What I was saying was that removing the n-word doesn't make the book anymore appealing to black kids than it did if you left it there. Kids these days don't care about that stuff, so might point is, if you wanted to make it relate-able so to speak you'd have to make huck an x-box player os something.
Huckleberry Finn, as it stands, could be an excellent teaching tool to get students to realize that morality and social standards are historically-mediated and subject to the context of their times - a lesson that everyone should learn before they're allowed to voice their opinion on anything.
I think Huck Finn is one of the more easily accessible books that get assigned in middle/upper school English classes. It's a whole lot easier to concentrate on than Wuthering Heights or Absalom! Absalom! If kids don't want to read Huck Finn because they can't relate to the characters, they're pretty much screwed in English class.
"Censorship is telling a man he can't have a steak just because a baby can't chew it." Don't know who said it, but it's brilliant.
The book itself was about racism during that period of time and how people were treated.. the words were meant to be in the book.. I read that book in middle school and thought it was the most racist thing I ever read.. but now that I'm older I appreciate it. It makes you think about how things were back then and how they have changed. Younger generations need to understand the same thing. They don't need to be sheltered from the truth. I just think it takes something away from Mark Twain's work.
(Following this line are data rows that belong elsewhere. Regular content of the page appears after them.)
PR #12606, opened 2026-09-02
Quota-gate the realtime relay on every plan and make hub turns idempotent (free tier S15)

Git-on-my-level:
## S15 — quota-gate the realtime relay on every plan; make hub turns idempotent

Shard S15 of the ratified local-models free-tier program (`omi-knowledge-base/projects/local-models-free-tier/implementation/60-shards.md`, decision 8). Stacked on #12592 (S0); merge that first.

### What the code actually does (correction to the plan)

The plan's status doc says the legacy relay "never debits" a PTT turn and calls it a live leak. In the shipped client the relay is the voice shell only: `RealtimeOmniService` streams mic audio in and speech out, and `PushToTalkManager.omniDidFinishTurn` sends the transcript through **desktop chat**, whose request already debits one question (`desktop_chat_completions:{request_id}`). A per-turn relay debit would charge the turn twice (Codex caught this on the first draft, and the Swift client confirms it). What the relay lacked was *enforcement*, not a debit.

### What changed

- **Relay connect gate on every plan.** Hard-capped plans (basic, plus, unlimited_v2) are refused at their cap with the existing `1008 quota_exceeded`; overage plans (operator, architect, unlimited) are served and billed, exactly like text chat. BYOK sessions with a key for the session's provider stay exempt. Previously only basic was gated.
- **Relay bounded per user per month, fail closed.** Every Omi-paid provider response is counted in a persisted monthly telemetry bucket (`realtime_relay.call_count`, atomic increment, not a question). The allowance (the plan's question limit plus two) is **admission**: the connect gate refuses a socket whose month is already spent, and at each turn boundary (never on an audio frame) the relay re-reads the quota and that count fresh and ends a hard-capped plan's session with the same `1008 quota_exceeded` once the plan has hit its cap **or** the allowance is reached. That holds across reconnects, a month reset and a plan change. Admission reads a persisted count rather than reserving, so sockets pre-opened just under the allowance could each forward one response past it; a strict per-user cap of two open relay sockets per serving process makes that overshoot finite, and no socket opens after the allowance is spent. An honest turn is one response and one question, so honest users reach the chat gate first. Boundaries come from the spend observer's own parsed evidence (a response with tokens; a Gemini `serverContent.turnComplete` after model activity or a usage delta with tokens), counted on the frame that ends the turn, never from a substring match. Both pumps are owned in a `try/finally` and drained with the repository's bounded `drain_tasks`, including when the handler itself is cancelled. A read or write that cannot be completed ends the session too (`1008 quota_unavailable`). The relay writes no question, ever (tests pin it); the admission counter's plan cost metadata is recorded as excluded, since S0's ledger holds the provider cost.
- **Hub turns idempotent and atomic.** `/v2/realtime/usage` accepts an optional `turn_id`; with it the question **and** the token cost are recorded in one transaction through `record_chat_quota_question` (the idempotent writer text chat uses, key `realtime_hub:{turn_id}`; it gains a `usage_update_for` callback that it invokes with its own plan key and day, fed by the new pure `usage_bucket_update`), so a retried report records neither a second question nor a second cost, a failed commit records neither, and the telemetry can never land on a different day or plan than the question. Without it the historical bare increment is unchanged, so older clients behave as before. Sending `turn_id` from `RealtimeHubSession.swift` is a desktop follow-up.
- **No managed mint for a BYOK user past the cap.** The hub only ever mints Omi's own OpenAI/Gemini token, but `enforce_desktop_chat_quota` exempted any user with an active Anthropic BYOK key. `enforce_chat_quota` gains `byok_exempt`, and the hub's mint and usage endpoints pass `byok_exempt=False`. Desktop chat (Anthropic-served) keeps its exemption. Overage plans still mint; a presence-gated rewarm mint debits nothing (it never did; now pinned).

### Kept on purpose, and one product decision

- **Trial paywall before quota.** Both realtime surfaces still apply the desktop trial paywall (`is_trial_paywalled`) ahead of the quota check, so an expired-trial basic user is refused as `trial_expired` even with questions left. Codex flagged it against "do not plan-gate realtime"; `50-rollout-and-verification.md` says trial expiry keeps "the existing trial-paywall UX unchanged", so this PR leaves it alone. If decision 8 is meant to override that, it is one condition in each gate.
- **The hub can outrun the cap by one token lifetime.** A minted hub session talks to the provider directly with a ≤30-minute token; the counter advances only through the client's usage reports, so a client that stops reporting after a 402 keeps its already-minted session until the token expires. Closing that needs server-side per-turn admission (proxy the hub, or one-turn credentials with reservation) — a product/architecture decision, recorded in `data/run-2026-09-01-free-tier/blocked/`. Not in this shard.

### The one user-visible change, flagged for David

A free user who reaches 30 questions **inside** a realtime session now gets the socket closed one turn later instead of at the next connect. The close code and reason are the ones the client already receives at connect. The current PTT client treats any close as an error and falls back to batch STT once before chat refuses the turn with 402, so a stale client pays one bounded extra transcription; surfacing the quota close as the usage-limit UI is a desktop follow-up (S13 territory).

### Automatic-or-dead check

`backend/tests/unit/test_realtime_quota_counter.py` (42 tests):

- **One counter:** a legacy hub report, a turn-id hub report and a chat question written through the **real writers** into a Firestore double that materialises `Increment` and `set(merge=True)` and **buffers transaction writes until commit** are read back by the **real** `get_monthly_chat_usage` as exactly 3; a report whose commit fails records neither question nor cost and its retry is not mistaken for a duplicate; the telemetry is built on the transaction's own plan key and day; a retried turn-id report counts once (positive control: the legacy increment repeats); a retried chat question counts once.
- **Relay, end to end through the real handler, with the real count writer and reader against the Firestore double:** never writes a question; refuses a third open socket for a hard-capped Omi-paid user, releases the slot when a session ends, and never caps BYOK or overage sessions; counts a response once per identity at `response.created` so a mid-response disconnect or a replayed frame cannot dodge or double it; enrolls a session downgraded mid-session in the cap and stops it when no slot is free; releases the slot when a missing provider key or a failed accept ends the session early; refuses with a controlled close when the connect-time snapshot cannot be read; recognises a replayed terminal frame 1,001 responses later, and a replayed announcement or an unannounced terminal among 200 concurrently open responses; ends an overage session at the identity capacity so a month-spanning socket cannot outgrow it, with the refused response still counted and still identified; refuses the response that reaches the allowance before its first frame; counts a Gemini response on its first activity and not on a decoy string; closes basic, plus and unlimited_v2 at their caps; serves operator past its included quota with no monthly admission bound (still counted; the per-session identity limit is the only bound it has); at 30 responses already served this month runs out at the 32nd, and the reconnect is refused before any provider work; an unreadable admission count refuses the connect; a zero-token usage block is not evidence of a response; a fresh snapshot at every boundary (an upgrade to operator lifts the bound); a snapshot with no question allowance bounds the session to the grace; stops on a failed quota read and on a failed count write; the admission counter never marks the plan's cost missing; token-less responses are not boundaries; BYOK-served sessions are never checked.
- **Hub:** a mint calls only the gate with `byok_exempt=False` and never a counter writer; a hard-capped plan at zero remaining is refused whether or not Anthropic BYOK is active (positive control: desktop chat still exempts that user); an overage plan still mints.

Red-proofs applied by hand and seen red (then restored), thirty-two in all: pumps not drained on handler cancellation; refused response not counted; session limit equal to the identity capacity; session response limit never enforced; open identities evicted at 64; slot never released; connect snapshot failure escaping; completed ids evicted at 64; replayed `response.created` counted again; downgraded session never enrolled; admission after forwarding; `response.created` not counted; Gemini first activity not counted; socket cap applied to everyone; socket cap not enforced; zero-token usage latching a response; telemetry built outside the transaction's plan and day; spent allowance not refused at connect; Gemini boundary evidence not counted; OpenAI boundary counted without tokens; admission counter marking cost missing; re-check disabled; gate reverted to basic-only; read failure swallowed (fail open); `turn_id` idempotency removed; BYOK exemption restored on the mint; monthly count never persisted; Gemini boundary never detected; hub telemetry outside the question transaction; allowance bound ignored; plus the two from the first design.

Reviewed by Codex (gpt-5.6-sol) in fourteen rounds: round one on the debiting draft returned REQUEST CHANGES with the double-charge finding that produced this design; round two surfaced the two kept-on-purpose items above; round three showed a per-socket budget resets on reconnect, which produced the persisted monthly bound; round four showed the bound was observation, not admission, which produced the connect-time refusal and the observer-owned boundaries; round five showed pre-opened sockets were unbounded, which produced the per-user socket cap; round six showed a mid-response disconnect dodged admission, which moved counting to the response start; round seven (the first with no blocker) tightened response identity, mid-session downgrades and admission-before-forwarding; round eight found a slot leak on early exits, fixed with a `try/finally` around the whole session; round nine found open-response identity lost past 64 concurrent responses, below the Plus and Unlimited-v2 allowances; round ten found a month-spanning socket could outgrow the identity capacity, closed with a per-session response limit; round eleven had the limit count the response it refuses and keep its identity; round twelve moved the pump drain into a `finally` so a cancelled handler cannot leave a pump running; round thirteen found only a timing-dependent test, replaced with event-signalled pumps; the final verdict is recorded in the PR thread.

### Proof

- Hermetic: the file above plus `test_free_quota_gate_wiring.py`, `test_desktop_realtime.py`, `test_chat_quota.py`, `test_llm_usage_db.py`, and the S0 files green.
- Live (after deploy): from a basic test account at 29 questions on the serving revision, one PTT turn → `/v1/users/me/usage-quota` shows `used` 30 (debited by the chat request, exactly once) and the next PTT press closes the relay with `1008 quota_exceeded`; the S0 ledger holds the relay's rows for both turns. Not run yet: no revision serves this code.

### Cut list

- Plan-gating realtime (explicitly rejected by decision 8).
- The desktop client: sending `turn_id` on hub usage reports, and rendering the mid-session quota close as the usage-limit UI.
- TTS / voice changes; the legacy Deepgram+TTS cascade named in 30 §3.2 is untouched.
- `llm_usage` cost telemetry for relay turns (the S0 ledger carries their cost).

### Line-count ratchet

Line-Count-Exception: backend/routers/desktop_proxy.py | 1528 -> 1632 | inherited from #12592 (S0), which this PR is stacked on; not touched by S15 and excluded once the stacked base is used

Line-Count-Exception: backend/utils/subscription.py | 1680 -> 1687 | one keyword argument (`byok_exempt`) threaded through `enforce_chat_quota` and `enforce_desktop_chat_quota` with its docstring; the surfaces that hand out Omi's own key must be able to say so at the one gate that decides BYOK exemption

### Product invariants

- `INV-DATA-1` — no deployment authority, credential, or routing changes; the relay's quota reads use `get_customer_firestore_client()`, the seam quota and `llm_usage` already use. Preserves the existing authority.
- `INV-MEM-4` — inherited from #12592 (S0), which this PR is stacked on: no memory promotion, admission, or Long-term authority path is touched by either commit; the only Firestore writes added are the S0 spend ledger rows and this PR's `llm_usage` admission counter and `chat_quota_events` question, none of which is memory.

### Failure class

Inherited from #12592 (S0), which this PR is stacked on: S0's three `fix(backend):`


kodjima33 (approved):
Flagged-author elevated scrutiny: diff clean. Shard of a stacked free-tier feature series (base != main), not a scoped bug fix — approve-only.

kodjima33 (approved):
Flagged author, re-evaluated on new commit. Backend feature (quota-gate realtime relay + idempotent hub turns), base=feat/free-tier-s0-ledger-attribution (not main). No abuse signals (no workflow/secret/auth touch). Feature-shaped, not a bug fix -> approve-only per confidence gate.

We aren't talking about difficult of the text, obviously huck finn is written beautifully. As far as lit class is concerned the teacher/school board should be tailoring the curriculum to suit kids and not the other way around. Forcing a kid to read huck finn because you belief that they should read it is a terrible approach. The only students that really need to read huck finn, or heart of darkness or Frankenstein or TS Elliot, are lit majors. If you are not a lit major, then give them enders game or harry potter or something that they want to read. It is the same difference, if you can read harry potter and understand it then you have basic reading comprehension and you don't need to read toni morrision or john Widmen to prove it. I was a lit major in college and so I deserve to have to read dos passos or Joyce and the rest of modern fiction.